Les Nations Unies accordent une importance particulière au respect des droits humains en toutes circonstances. À ce sujet, son Secrétaire Général a rappelé que les opérations militaires, y compris celles menées avec des partenaires bilatéraux, doivent être menées dans le respect du droit international des droits de l’Homme et du droit international humanitaire, et les auteurs de violations et d’atteintes doivent être amenés à répondre de leurs actes.
Globalement, aux yeux de la communauté internationale, si la note trimestrielle récemment publiée par la Minusma fait état d’une baisse du nombre de violations et d’atteintes recensées, la situation générale n’en reste pas moins fort préoccupante.

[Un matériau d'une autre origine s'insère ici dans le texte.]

PR #6983, opened 2025-03-25
e2e-test: update session pom

midleman:
### Summary
Porting over some session POM updates (from e2e enabled session update branch) so that we can leverage them before then.

### QA Notes

@:sessions @:console


jonvanausdeln (approved):
LGTM!

PR #6989, opened 2025-03-25
e2e Test: add simple test for inline chat

jonvanausdeln:
### Intent

To test https://github.com/posit-dev/positron/issues/6769

Since we are just using the echo provider, it just checks that inline chat opens. 

### QA Notes
@:assistant


testlabauto (approved):
LGTM!

Issue #6948, opened 2025-03-24
Python shutdowns/restarts can be slow


seeM:
I don't have a reliable way to repro this but I've noticed it since https://github.com/posit-dev/positron/pull/6219 when we started handling LSP hover requests in a separate thread.

seeM:
It looks like a subprocess that's taking a while to end:

```
[Python] [PositronIPKernelApp] Sending <Signals.SIGTERM: 15> to subprocess psutil.Process(pid=44549, name='python3.9', status='running', started='13:49:11')
[Python] [PositronIPKernelApp] Will sleep 0.1 sec before checking for children and retrying. [psutil.Process(pid=44549, name='python3.9', status='running', started='13:49:11')]
[Python] [PositronIPKernelApp] Sending <Signals.SIGTERM: 15> to subprocess psutil.Process(pid=44549, name='python3.9', status='running', started='13:49:11')
[Python] [PositronIPKernelApp] Will sleep 0.3 sec before checking for children and retrying. [psutil.Process(pid=44549, name='python3.9', status='running', started='13:49:11')]
[Python] [PositronIPKernelApp] Sending <Signals.SIGTERM: 15> to subprocess psutil.Process(pid=44549, name='python3.9', status='running', started='13:49:11')
[Python] [PositronIPKernelApp] Will sleep 1 sec before checking for children and retrying. [psutil.Process(pid=44549, name='python3.9', status='running', started='13:49:11')]
[Python] [PositronIPKernelApp] Sending <Signals.SIGTERM: 15> to subprocess psutil.Process(pid=44549, name='python3.9', status='running', started='13:49:11')
[Python] [PositronIPKernelApp] Will sleep 3 sec before checking for children and retrying. [psutil.Process(pid=44549, name='python3.9', status='running', started='13:49:11')]
[Python] [PositronIPKernelApp] Sending <Signals.SIGTERM: 15> to subprocess psutil.Process(pid=44549, name='python3.9', status='running', started='13:49:11')
[Python] [PositronIPKernelApp] Will sleep 10 sec before checking for children and retrying. [psutil.Process(pid=44549, name='python3.9', status='running', started='13:49:11')]
```

seeM:
[...]

PR #6991, opened 2025-03-26
Fix slow Python shutdowns

seeM:
Addresses https://github.com/posit-dev/positron/issues/6948.

The thread decorator creates a thread pool, which starts a resource tracker process that takes a while to exit and doesn't respond to SIGTERM ([source](https://github.com/python/cpython/blob/main/Lib/multiprocessing/resource_tracker.py)). The short-term fix is to revert this change which was previously added in an attempt to fix a performance issue with hovers (see https://github.com/openlawlibrary/pygls/issues/517#issue-2828099848).

A longer term fix would be to upgrade jedi-language-server to pygls v2 which uses the concurrent futures thread pool implementation that doesn't seem to have this problem and/or or to update jedi-language-server to offload slow tasks from the main thread so that it can respond to cancel requests.

#### New Features

- N/A

#### Bug Fixes

- [#6948] Fixed slow Python shutdowns and restarts.

### DIFF
--- a/extensions/positron-python/python_files/posit/positron/positron_jedilsp.py
+++ b/extensions/positron-python/python_files/posit/positron/positron_jedilsp.py
@@ -815,7 +815,6 @@ def positron_highlight(
     return highlight(server, params)
 
 
-@POSITRON.thread()
 @POSITRON.feature(TEXT_DOCUMENT_HOVER)
 def positron_hover(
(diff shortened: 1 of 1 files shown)


austin3dickey (approved):
Thanks! Fingers crossed that https://github.com/pappasam/jedi-language-server/issues/335 goes well.

isabelizimm (approved):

Partant de là, M. Guterres a exhorté « les autorités maliennes à redoubler d’efforts pour honorer leur engagement de respecter leurs obligations internationales », non sans dire que « la Minusma continuera à soutenir le gouvernement et poursuivra son dialogue constructif avec lui ».

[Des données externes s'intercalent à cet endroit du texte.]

Issue #6636, opened 2025-03-05
Python may use the bundled ipykernel when the setting is disabled


seeM:
From @machow on Slack:

After setting `python.useBundledIpykernel` to false and and restarting Positron:

![Image](https://github.com/user-attachments/assets/91ba846f-3097-4c1f-89cd-87803f007464)

This was in a Python 3.10 venv with ipykernel 6.29.5.

It worked as expected in a different environment with Python 3.11 venv with ipykernel 6.25.2.

It also occurred when switching from the 3.11 env to 3.10.

Here are some relevant logs:

![Image](https://github.com/user-attachments/assets/788c816b-a769-4970-a10e-1e01d0d4cacd)

![Image](https://github.com/user-attachments/assets/cc93ff17-9221-4a5b-a91e-07c3de5f8e5c)

![Image](https://github.com/user-attachments/assets/13047dec-f978-4460-93c3-60f90653bc2d)

testlabauto:
### Verified Fixed
    Positron Version(s) : 2025.04.0-204
    OS Version          : OSX

### Test scenario(s) 

Unable to repro.  We have an automated test case too watch for this in the future, but that test has not previously encountered problems.

Link(s) to TestRail test cases run or created:

PR #6992, opened 2025-03-26
Fix ipykernel bundling not disabling via the setting

seeM:
Address #6636. Also simplified the reticulate case by supplying a "disabled" ipykernel bundle value.

#### New Features

- N/A

#### Bug Fixes

- [#6636] Fix ipykernel bundling not disabling via the setting.

### QA Notes

I wasn't actually able to repro this bug so really just hoping that being a bit more careful with our checks will do the job. Also added logging in case it doesn't fix it.

@:reticulate

### DIFF
--- a/extensions/positron-reticulate/src/extension.ts
+++ b/extensions/positron-reticulate/src/extension.ts
@@ -812,6 +812,9 @@ async function getRSession_(progress: vscode.Progress<{ message?: string; increm
 class ReticulateRuntimeMetadata implements positron.LanguageRuntimeMetadata {
 	extraRuntimeData: any = {
 		pythonPath: 'Managed by the reticulate package',
+		ipykernelBundle: {
+			disabledReason: 'Cannot bundle ipkernel for reticulate sessions',
+		},
 	};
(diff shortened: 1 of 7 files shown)


seeM:
@dfalbel thanks for adding the reticulate test tag! I reran the tests and they've passed.

extensions/positron-reticulate/src/extension.ts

Le conflit détériore sérieusement la situation humanitaire au Mali et dans les autres pays du Sahel concernés par la menace jihadiste. Face à l’urgence, a estimé l’ancien président de l’Internationale socialiste, une mobilisation internationale, bien supérieure à celle qui existe jusqu’à présent, s’impose.
« Le plan de réponse humanitaire n’étant financé qu’à hauteur de 27 %, j’appelle la communauté internationale à se mobiliser pour répondre aux besoins cernés. Plus généralement, un soutien international est requis pour l’exécution des différents processus en cours au Mali. Aussi centrales soient-elles, les initiatives maliennes ne peuvent réussir sans un accompagnement à la hauteur des tâches à accomplir », a-t-il ajouté dans ce sens.

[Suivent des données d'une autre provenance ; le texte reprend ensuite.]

Issue #6968, opened 2025-03-24
Assistant: Provide a way for Assistant to request code execution and see results


jmcphers:
Assistant cannot currently execute code; it can suggest code for you to execute, but you must feed the results back into Assistant manually to keep working with them. This is cumbersome and can even involve copying and pasting from different panes, which feels Very Weird.

When Assistant is given a task to accomplish rather than asked to generate code, we could give it the ability to -- with the user's consent -- run code and see the results. This would allow it to perform some basic agentic multi-step workflows, as well as resolve any errors that are encountered.

Some notes:

- Full agent capabilities are out of scope
- This can hopefully be implemented as a sort of tool calling
- The user must be able to see the full text of any code that is being run and approve it before it is executed
- I think this will require https://github.com/posit-dev/positron/issues/2622 to be done well (currently think it'd be best for this to be done in the Positron Assistant extension)
- We will need some prompt engineering to help distinguish cases where the user is asking _How do I?_ questions (for which we just want to generate code and let them take over from there) from _Please do this_ imperatives (for which we will have the model drive execution)

jonvanausdeln:
### Verified Fixed
Positron Version(s) : [2025.04.0-224](https://github.com/posit-dev/positron-builds/releases/tag/2025.04.0-224)
OS Version(s) : Windows 11

### Test scenario(s) 
Both R & Python code can get executed by model when asked. .e.g "Show me how to use ggplot2"

There will need to be changes to the "echo" test model provider to enable any e2e testing.

Issue #2622, opened 2024-04-03
Proposal: Streamline code execution via the extension API


seeM:
The current `positron.runtime.executeCode` function resolves when the code is sent to the runtime. However, in both the Positron R and Positron Notebook Controller extensions we construct a promise that resolves when the code is handled by the runtime (by waiting for the status idle message), or rejects after a timeout.

The latter seems much more useful for language packs and other extensions so possibly worth streamlining.

**Proposal:**

Update `positron.runtime.executeCode` to:

1. Resolve when the session receives a status idle message.
2. Reject after a configurable timeout.
3. Accept a `callback: (message) => void` that is called on each received runtime message with the same parent ID as the execution ID.

seeM:
There's an initial attempt at this in [the positron-notebook-controllers extension](https://github.com/posit-dev/positron/blob/1211e9cd3cd979141a6ebd4915db4928cc4eba7a/extensions/positron-notebook-controllers/src/notebookController.ts#L264).

juliasilge:
Extension developers would also benefit from this type of functionality, as outlined in https://github.com/posit-dev/positron/discussions/6729

jmcphers:
This is now done. The `executeCode` API has been updated with two important changes:

https://github.com/posit-dev/positron/blob/a13271d188e96f7122aa296a66fa4f17f73be966/src/positron-dts/positron.d.ts#L1476-L1498

- It now returns a promise that resolves when the code is done running, not when it sent to the console. The promise resolves with the result of the evaluation (in the form of a dictionary of MIME types)
- A new parameter allows you to attach an `ExecutionObserver` when running code. This observer will be notified in real time (not at the end) as output is emitted from the execution, and can also be used to cancel the execution.

jonvanausdeln:
I don't see a way to test this directly, but all the run in console features seem to still be working, as does the new assistant feature.  All e2e tests are passing.

PR #7006, opened 2025-03-26
Add code execution support to Positron Assistant

jmcphers:
This change adds code execution capabilities to Positron Assistant. This allows Assistant to run R or Python code repeatedly to accomplish a task give by the user. The user must review and confirm each code execution.

Code is executed in the Console and becomes part of the execution history as though the user had entered it themselves. The results of the code are both displayed to the user and sent back to the model.

image

There are a few rough edges here; the biggest one is that there are now two competing ways for the model to return code, each with their own tradeoffs -- i.e. does the user want the model to _generate_ code (to ultimately insert into a script, run/tweak, etc.) or _run_ code and iterate on it in a more agentic way? In my experimentation the model was pretty good at deciding which workflow to use, so I think this is a good start, but we also will want to think about how we can better unify these experiences.

Most of the code here is in support of an overhaul of the `executeCode` API. This API now accepts an `ExecutionObserver` that gets notified in real time about output and relevant execution status events, and has a cancellation token to request interruption. The API also now returns a promise that resolves with the execution result or rejects if execution fails.

Addresses #6968.
Addresses #2622.


extensions/positron-assistant/package.json
```diff
@@ -51,6 +51,28 @@
       {
         "vendor": "positron"
       }
+    ],
+    "languageModelTools": [
+      {
+        "name": "executeCode",
+        "displayName": "Execute Code",
+        "modelDescription": "Execute a piece of code in the specified programming language.",
+        "canBeReferencedInPrompt": false,
```
seeM, line 60: What does `canBeReferencedInPrompt` mean?

src/positron-dts/positron.d.ts
```diff
@@ -1387,6 +1387,90 @@ declare module 'positron' {
...
+			 */
+			onData?: (data: any) => void;
+
+			/**
+			 * An optional callback to invoke when the execution has completed
+			 * sucessfully.
+			 *
+			 * One of `onCompleted` or `onFailed` will be called, but not both.
+			 *
+			 * @param result The result of the successful execution.
```
seeM, line 1452:
```suggestion
			 * @param result The result of the successful execution, as a map of MIME types to values.
```

src/positron-dts/positron.d.ts
```diff
@@ -1399,15 +1483,17 @@ declare module 'positron' {
 		 *   will be executed by the runtime even if it is incomplete or invalid. Defaults to false
 		 * @param mode Possible code execution mode for a language runtime
 		 * @param errorBehavior Possible error behavior for a language runtime, currently ignored by kernels
-		 * @returns A Thenable that resolves with true if the code was sent to a
-		 *   runtime successfully, false otherwise.
+		 * @param observer An optional observer for the execution. This object will be notified of
+		 *  execution events, such as output, error, and completion.
+		 * @returns A Thenable that resolves with the result of the code execution.
```
seeM, line 1488:
```suggestion
		 * @returns A Thenable that resolves with the result of the code execution,
		   as a map of MIME types to values.
```

src/positron-dts/positron.d.ts
```diff
@@ -1387,6 +1387,90 @@ declare module 'positron' {
...
+			 * the code.
+			 *
+			 * @param message The message emitted.
+			 */
+			onOutput?: (message: string) => void;
+
+			/**
+			 * An optional callback to invoke when the execution emits error
+			 * output. This just means "output sent to standard error", and does
+			 * not mean that the execution failed.
```
seeM, line 1421:
```suggestion
			 * An optional callback to invoke when the execution emits error
			 * output. This just means "output sent to standard error", and does
			 * not mean that the execution failed. This can be called zero or more
			 * times during execution of the code.
```

extensions/vscode-api-tests/src/singlefolder-tests/positron/runtime.test.ts
```diff
@@ -171,3 +292,203 @@ suite('positron API - runtime', () => {
 	});
 
 });
+
+suite('positron API - executeCode', () => {
```
seeM, line 296: Great tests! 🎉

src/vs/workbench/services/positronConsole/browser/positronConsoleService.ts
```diff
@@ -2124,6 +2160,7 @@ class PositronConsoleInstance extends Disposable implements IPositronConsoleInst
 						// are currently in the Offline state, the message that
 						// brings us back online may not be one of our own messages.
 						if (languageRuntimeMessageState.parent_id.startsWith('fragment-') ||
+							this._externalExecutionIds.has(languageRuntimeMessageState.parent_id) ||
```
seeM, line 2163: Do we still need the `fragment-` check if we explicitly track external execution IDs?

src/vs/workbench/services/positronConsole/browser/positronConsoleService.ts
```diff
@@ -2134,11 +2171,14 @@ class PositronConsoleInstance extends Disposable implements IPositronConsoleInst
 
 					case RuntimeOnlineState.Idle: {
 						if (languageRuntimeMessageState.parent_id.startsWith('fragment-') ||
```
seeM, line 2173: Same question re `fragment-` check

src/vs/workbench/services/positronConsole/browser/positronConsoleService.ts
```diff
@@ -2332,15 +2372,23 @@ class PositronConsoleInstance extends Disposable implements IPositronConsoleInst
 	 * Sets pending code.
 	 * @param pendingCode The pending code to set.
 	 */
-	setPendingCode(pendingCode?: string) {
+	setPendingCode(pendingCode?: string, executionId?: string) {
+		// If we have both pending code and an execution ID, store it for later use
+		if (pendingCode && executionId) {
+			this._pendingExecutionIds.set(pendingCode, executionId);
```
seeM, line 2378: I'm not too familiar with this code, but don't we maintain a single value of `pendingCode` and if so, could we maintain a single `_pendingExecutionId`?

seeM (dismissed):
Epic PR! It worked perfectly with Claude the first time I tried:

image

Most comments are minor, except the one about using `.catch()` to avoid a hanging promise.

src/vs/workbench/api/common/positron/extHostLanguageRuntime.ts
```diff
@@ -1017,4 +1181,70 @@ export class ExtHostLanguageRuntime implements extHostProtocol.ExtHostLanguageRu
...
+				break;
+
+			case LanguageRuntimeMessageType.Result:
+				const data = (message as ILanguageRuntimeMessageResult).data;
+				o.onCompleted(data);
+				break;
+
+			case LanguageRuntimeMessageType.Error:
+				const error = message as ILanguageRuntimeMessageError;
+				const result = {
```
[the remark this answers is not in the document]
jmcphers: Error's a good idea, done.

src/vs/workbench/services/positronConsole/browser/positronConsoleService.ts
```diff
@@ -1343,13 +1361,21 @@ class PositronConsoleInstance extends Disposable implements IPositronConsoleInst
...
 	 * @param errorBehavior Possible error behavior for a language runtime
-	 */
-	async enqueueCode(code: string, allowIncomplete?: boolean, mode?: RuntimeCodeExecutionMode, errorBehavior?: RuntimeErrorBehavior) {
+	 * @param executionId An optional ID that can be used to identify the execution
+	 *   (e.g. for tracking execution history). If not provided, one will be assigned.
+	 */
+	async enqueueCode(code: string, allowIncomplete?: boolean, mode?: RuntimeCodeExecutionMode, errorBehavior?: RuntimeErrorBehavior, executionId?: string) {
+		// If a manually assigned execution ID is provided, add it to the set of
+		// external execution IDs.
+		if (executionId) {
```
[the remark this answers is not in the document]
jmcphers: Maybe but there's no harm in having internal IDs here, too, so I'm inclined to keep it simpler.

src/vs/workbench/services/positronConsole/browser/positronConsoleService.ts
jmcphers: Yes, because internally generated IDs (`fragment-...`) don't get tracked this way. Of course we could also just stop relying on naming patterns and track everything in a set, but I didn't want to refactor that much!

src/vs/workbench/services/positronConsole/browser/positronConsoleService.ts
jmcphers: You've found an edge case that is not currently handled. :-( Right now all the pending code gets rolled into a single item that gets executed at once. This basically means that if you attempt to use the API to queue up multiple executions they won't resolve correctly. 

See #1220.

Les progrès réalisés au Mali, a prévenu António Guterres, contribueront considérablement à stabiliser la région du Sahel. En revanche, tout échec dans la stabilisation du pays se répercuterait bien au-delà de ses frontières. C’est pourquoi, a-t-il indiqué, « j’encourage toute action visant à renforcer la confiance et la coopération entre le Mali et ses voisins et partenaires internationaux » et « demande à nouveau la libération des 46 soldats ivoiriens encore détenus au Mali ».
En outre, le Secrétaire Général des Nations Unies a déclaré que l’efficacité de la Minusma est étroitement liée au niveau de facilitation dont elle bénéficie de la part des autorités en termes de liberté de mouvement et d’autres activités connexes, conformément à l’accord sur le statut des forces.
Au cours des derniers mois, « les entraves aux opérations de la Minusma ont eu une sérieuse incidence sur sa capacité à s’acquitter de son mandat, en particulier la protection des civils », a regretté le natif de Lisbonne (Portugal), qui a invité « les autorités maliennes à soutenir pleinement la Mission dans toutes ses activités visant à les aider à instaurer la paix et la stabilité dans le pays ».
De l’avis d’António Guterres, il est urgent de doter la Minusma des moyens dont elle a besoin, compte tenu de son environnement opérationnel difficile, en particulier de la menace asymétrique à laquelle elle doit faire face. Aussi, au vu de l’évolution des conditions de sécurité, il importe d’envisager les mesures appropriées, y compris un accroissement de la force à court terme, conformément à ce qui a déjà été convenu avec les autorités maliennes, en attendant les conclusions de l’examen interne de la Mission.